TEMA: El maestro inolvidable
EL MAESTRO MIGUEL
Miguel nació y el sol penetró los agujeros
de mi cabaña. Me despertaron el trino de las aves y los arcabuces que daban la
bienvenida al ilustre maestro.
Al deambular por antigüedades y libros
encantados, tropecé con su híbrida silueta de ángel y guerrero. Se metió en mis
huesos, a tal punto que los harapos del tiempo me caían de los ojos y mis
valijas rebosaban de conquistas y quimeras.

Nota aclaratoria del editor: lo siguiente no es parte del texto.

PR #1849, opened 2025-10-01
Allow lift and handler functions to access charm cell via `this`

seefeldb:
Functions in JavaScript modules can now access the charm cell they belong to via the `this` keyword. The runner binds the charm's result cell to `this` when invoking lift functions (line 1080) and event handlers (line 999).

This enables recipes to:
- Access their own cell's properties (sourceURI, space, entityId, etc.)
- Use cell methods to navigate or read related data
- Reference themselves in their outputs

Tests verify that lift functions can access `this.space` properties correctly.


seefeldb:
changed strategy
- now it's just in recipe, not lift and handler
- no magic typing, you have to do it by hand

let's see where we use it and then maybe replace it with a `self` built-in or so later

bfollington:
Closing in favour of https://github.com/commontoolsinc/labs/pull/1909

PR #1853, opened 2025-10-01
chore: Organize and normalize transformer usage

jsantell:
* core: Common types, CT-specific parsing
* ast: generic utilities for extending TS AST traversal
* transformers: our 3 primary transformation paths, now with similar mechanisms
  * Can explore creating the TransformationContext/reporting diagnostics in a consistent way as well against these transformers
* transformers/opaque-ref: containing opaque-ref specific transformation impl
* transformers/opaque-ref/emitters: Rewrite emitters


mathpirate (approved):
this looks really awesome, thank you!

Fue el amigo íntimo y refugio. Con frecuencia
lo vi echado en los portales de El Vedado mientras hacía compañía al Caballero
de París, el cual insistía en ser miembro de la Armada de Arcángeles
Mayores.
También lo sentí en los puentes de Venecia
hasta que partió para construir molinos de plomo en Lepanto y, durante años, en
perfecta armonía con su pluma entre las paredes de Argel. Más tarde, en Lisboa,
me regaló una flor y proseguimos el camino tormentoso de las palabras… En fin,
en un Lugar de la Mancha
me hizo suya hasta más allá de la muerte y de la gloria, y en un lugar de La
Habana, entre libros y pizarras.
(Imagen tomada de la red)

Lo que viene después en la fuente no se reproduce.